The role of enamel matrix derivative in bone regeneration
OA Version
Citation
Abstract
OBJECTIVE: LPS secreted by gram negative bacteria in the oral cavity leads to bone loss. Attempts to find substitutes for lost bone and Enamel Matrix Derivative show promise. However, little is known about the pathway by which EMD treatment regenerates bone. These studies were designed to test the effectiveness of EMD against LPS-induced bone loss. Bone regeneration was induced by activation of factors such as c-jun or MMP-9. The hypothesis was that EMD may alleviate LPS-induced bone loss via activation of these factors. The aim of my project is thus to investigate the mechanism of EMD treatment on bone regeneration.
MATERIALS AND METHODS: Human THP-1 monocyte-like cells were treated with EMD and LPS from E. coli. Each treatment was analysed by ELISA/Protein assay and the values were graphed and further evaluated. All the experiments were performed in triplicate and statistical analyses were conducted with the SAS software package.

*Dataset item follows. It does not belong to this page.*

PR #24848, opened 2026-07-17
[backport camel-4.18.x] CAMEL-24191: camel-aws2-kinesis - fix KCL consumer session credentials and checkpoint/error handling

RESULTS: Through this study:
1. EMD treated cells showed reduced levels of LPS-induced cytokine expression of the proinflammatory cytokines TNF-⍺, IL-1α and IL-10.
2. EMD treatment does not induce a significant difference in expression of the apoptotic genes, Caspase-3, Caspase-9 and Bax.
3. Additionally, EMD significantly enhances c-jun and MMP-9 expression.
CONCLUSIONS: It is known from previous studies that TNF-⍺ and IL-1α production leads to bone loss and expression of c-jun and MMP-9 induces bone regeneration. This suggests that EMD may affect bone regeneration through either the reduction of LPS-induced pro-inflammatory cytokines or the expression of c-jun/MMP-9.
CLINICAL SIGNIFICANCE: Our data here will help researchers gather more information about the bone regeneration process which can be used in clinics. It could also lead to medical applications for the treatment of various diseases. Our study will induce researchers to further investigate EMD mediated biological function.